Family Tree DNA (2007) disagreed, and on the basis of their tests, assigned me to Haplogroup V. Oxford Ancestors then explained, “A mutation at position 270 is characteristic of clade U and a position at 298 is a characteristic of clade V. It was always believed in the early days that as clade U was the more common that it over rode the clade V, but more recent research has in fact confirmed that this is not in fact the case and the a [sic] mutation at position 298 is the defining one and you are therefore more correctly assigned to clade V and indeed this is where we would now place you.” (Personal Communication, October 11, 2007).
My haplogroup assignment could change again, slightly.

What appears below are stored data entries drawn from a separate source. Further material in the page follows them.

PR #7391, opened 2021-08-03
Add a debug logger around rendition generation

RealOrangeOne:
This allows insight into which images are taking the longest to generate, which fail to render at all, and potentially which images are causing crashes (as in they start, but never stop).

The logging is intentionally only on DEBUG level, so it's opt-in, and is also reasonably quiet so it doesn't bloat logs.

Relevant Slack discussion: https://wagtailcms.slack.com/archives/C023WG6FB7C/p1627922996003600.

### DIFF
--- a/wagtail/images/models.py
+++ b/wagtail/images/models.py
@@ -1,5 +1,7 @@
 import hashlib
+import logging
 import os.path
+import time
 
 from collections import OrderedDict
 from contextlib import contextmanager
@@ -27,6 +29,9 @@ from wagtail.images.image_operations import FilterOperation, ImageTransform, Tra
 from wagtail.images.rect import Rect
 from wagtail.search import index
 from wagtail.search.queryset import SearchableQuerySetMixin
+
+
+LOGGER = logging.getLogger("wagtail.images")
 
 
 class SourceImageIOError(IOError):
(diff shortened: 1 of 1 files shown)


wagtail/images/models.py
```diff
@@ -303,7 +308,23 @@ def get_rendition(self, filter):
             )
         except Rendition.DoesNotExist:
             # Generate the rendition image
-            generated_image = filter.run(self, BytesIO())
+            try:
+                LOGGER.debug("Generating '%s' rendition for image %d", (
```
RealOrangeOne, line 312: I'm not entirely sure if this log before is necessary.

My main intention is to cover the case where generating an image uses so much memory that the application either locks up or is OOM killed (or platform-specific kill). I suspect an exception handler probably wouldn't catch that.

Question is, is it important enough to have 2 log messages for each generation as opposed to just 1?

wagtail/images/models.py
```diff
@@ -29,6 +31,9 @@
 from wagtail.search.queryset import SearchableQuerySetMixin
 
 
+LOGGER = logging.getLogger("wagtail.images")
```
RealOrangeOne, line 34: Question: Should we add some explicit documentation about the existence of this logger, and how to enable / use it?

gasman:
Looks good to me... Merged in 90c86e76d0d6f46208eb1efb2918026d61ee3326.

jgeskens:
Hi, this patch seems to break the generation of image renditions. This logger statement uses incorrect syntax for the format arguments (a tuple instead of *args), triggering an exception: https://github.com/wagtail/wagtail/commit/90c86e76d0d6f46208eb1efb2918026d61ee3326#diff-c195bc8bd4d5a11ae02d0451edb4dd4a8e7b0014398a384a1be3ff3c355a5ee8R312
Before this change, everything still worked fine. So for now I have to downgrade.

lb-:
@jgeskens thanks for the comment, are you able to raise a bug for this, it will help us action this sooner, comments against closed PRs are easy to get lost.

RealOrangeOne:
Nice catch - i'm not sure how I missed that, or how CI never caught it. I've opened a fix as #7694

lb-:
All good - fix PR is already up https://github.com/wagtail/wagtail/pull/7694

PR #7394, opened 2021-08-03
Fix bug that caused disconnect between ui and javascipt state in bulk action confirmation cancel

KIRA009:
When using the navigate back button of the browser to cancel a bulk action from the confirmation page, the user landed on the previous page with the objects still checked, but the javascript state would be empty. This pr fixes this issue

## Before
https://user-images.githubusercontent.com/40872556/128392403-ca6d7f3e-0d3e-4300-916a-84a87fd9dac1.mp4

## After
https://user-images.githubusercontent.com/40872556/128392463-bc229769-384b-4824-a6ff-444b6e852ca8.mp4

### DIFF
--- a/client/src/entrypoints/admin/bulk-actions.js
+++ b/client/src/entrypoints/admin/bulk-actions.js
@@ -168,6 +168,7 @@ function onClickActionButton(e) {
  * Adds all event listeners
  */
 function addBulkActionListeners() {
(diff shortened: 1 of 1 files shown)


Stormheg (approved):
Nice one Shohan!

This has fixed the issue, tested on Chrome 92 and Safari 14.1 on macOS 11.5.

PR #7395, opened 2021-08-03
Namespace data attributes for bulk actions

KIRA009:
All `data-` attributes required for bulk actions are namespaced with `data-bulk-action-` as discussed [here](https://github.com/wagtail/wagtail/pull/7340#discussion_r677222405)

### DIFF
--- a/wagtail/admin/templates/wagtailadmin/pages/listing/_button_with_dropdown.html
+++ b/wagtail/admin/templates/wagtailadmin/pages/listing/_button_with_dropdown.html
@@ -10,7 +10,7 @@
         <ul class="c-dropdown__menu u-toggle  u-arrow u-arrow--tl u-background">
         {% for button in buttons %}
             <li class="c-dropdown__item ">
-                <a href="{{ button.url }}" {% if button.attrs.filter %}data-filter={{button.attrs.filter}}{% endif %} aria-label="{{ button.attrs.title }}" class="u-link is-live {{ button.classes|join:' ' }}">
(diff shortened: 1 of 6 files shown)


wagtail/admin/templates/wagtailadmin/pages/listing/_button_with_dropdown.html
```diff
@@ -10,7 +10,7 @@
         <ul class="c-dropdown__menu u-toggle  u-arrow u-arrow--tl u-background">
         {% for button in buttons %}
             <li class="c-dropdown__item ">
-                <a href="{{ button.url }}" {% if button.attrs.filter %}data-filter={{button.attrs.filter}}{% endif %} aria-label="{{ button.attrs.title }}" class="u-link is-live {{ button.classes|join:' ' }}">
+                <a href="{{ button.url }}" {% if button.attrs.filter %}data-bulk-action-filter={{button.attrs.filter}}{% endif %} aria-label="{{ button.attrs.title }}" class="u-link is-live {{ button.classes|join:' ' }}">
```
zerolab, line 13: This is the only place I am not 100% sure, now that I see the changes in a small PR.
button with dropdown could be used outside of the bulk actions context.

suggestion: make it accept an attrs.data dict with key for the data attribute and value

```python
attrs = {
    "data": {"bulk-action-filter": "something"}
}
```
and here `{% if button.attrs.data %}{% for data_key, data_value in button.attrs.data.items %} ...`

zerolab (changes requested):
Excellent changes, bar one on the button with dropdown that needs reworking.
The case there is.. data-filter or data-bulk-actions-filter are very specific, but we should make it generic enough for other uses too

zerolab (approved):
LGTM

Issue #51, opened 2017-12-24
Support MBtiles


kamicut:
[MBtiles](https://github.com/mapbox/mbtiles-spec) is a portable vector file format, storing tiles in an SQLite file. It is widely used in tools to [process and visualize vector tiles](https://github.com/mapbox/awesome-vector-tiles). Vectorpipe should support this output file format.

mojodna:
[`mbutil/patch`](https://github.com/mapbox/mbutil/blob/d495c0a737f4bce5fde8e707fe267674be39369a/patch) demonstrates how MBTiles archives can be merged together. This is the sort of thing that could be done when downloading + merging partition output from S3, similar to [`hadoop fs -getmerge`](https://hadoop.apache.org/docs/current/hadoop-project-dist/hadoop-common/FileSystemShell.html#getmerge), but content-aware.

PR #100, opened 2019-06-24
Return Dataset[BinaryTile] so generated MVTs can be stored in a single output

mojodna:
# Overview

This is in addition to (optionally) writing individual MVTs out. This will save on object management and time taken to `PUT` individual tiles.

The single output contained generated MVTs can be subsequently processed to extract specific tiles or to write to an alternate data sink (e.g. MBTiles (#51)).

## Checklist

### DIFF
--- a/CHANGELOG.md
+++ b/CHANGELOG.md
@@ -14,6 +14,8 @@ and this project adheres to [Semantic Versioning](https://semver.org/spec/v2.0.0
 - Support for `nds` in augmented diff GeoJSON (matching
     [`osm-replication-streams@^0.7.0`](https://github.com/mojodna/osm-replication-streams/tree/v0.7.0)
     output)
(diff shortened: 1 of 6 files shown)


jpolchlo:
I approve of this concept.  Would be good for benchmarking purposes as well to cut out the costly write operation.  Would love to see if we can come up with a way to generate an MBTiles file out of one of these `Dataset[BinaryTile]` guys.

jpolchlo:
Oh, but, we should hold off on deploying this until after 1.0.0

jpolchlo:
This (I think) has been obviated by #140.  Reopen if that's not true.

mojodna:
👋 Not quite (as far as I can imagine). I can imagine using `finalize` to output a single file(set) per zoom, but returning `Unit` from the end of the pipeline makes it difficult (impossible?) to accumulate (ideally lazily and optionally) all of the tiles for all of the zooms into a single data frame (and potentially re-group tiles from multiple zooms together).

PR #102, opened 2019-06-24
Filter out uninteresting tags

mojodna:
# Overview

Uninteresting tags are those that have little-to-no rendering relevance and shouldn't be considered when promoting nodes to points. The tag (and prefix) list was generated by querying for the top 200 single-use tags (i.e. the only tag applied to an element). `fixme`, `note`, and `source` are omitted, as they can be useful for validation and tracking.

## Checklist


mojodna:
After applying these filters to the 20190610 history dump, the number of generated point geometries goes from 557,657,578 vs 262,662,521.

It is not possible to distinguish between Haplogroups Pre-V and V on the basis of results only from HVR-1 and HVR-2. About 23% of those assigned to Haplogroup V actually belong to Haplogroup Pre-V.
Haplogroup V evolved from Haplogroup Pre-V, which evolved from Haplogroup HV. HV has 14766C, which matches the standard reference series (which is in Haplogroup H). Mutations 16298 T>C and 00072 T>C define Pre-V. Then,5904 C>T, leads further into Pre-V. Finally, 04580 G>A defines Haplogroup V.
The full motif for Haplogroup V is:
16298C, 00072C, 04580A, 14766C, 15904T
According to Whit Athey, when Family Tree DNA does RFLP tests for Haplogroup V, they check 04580, 07028 and 14766.04580A defines Haplogroup V, but 14766C assures that the haplotype lies somewhere in the HV complex, and 07028T confirms that it is not in H.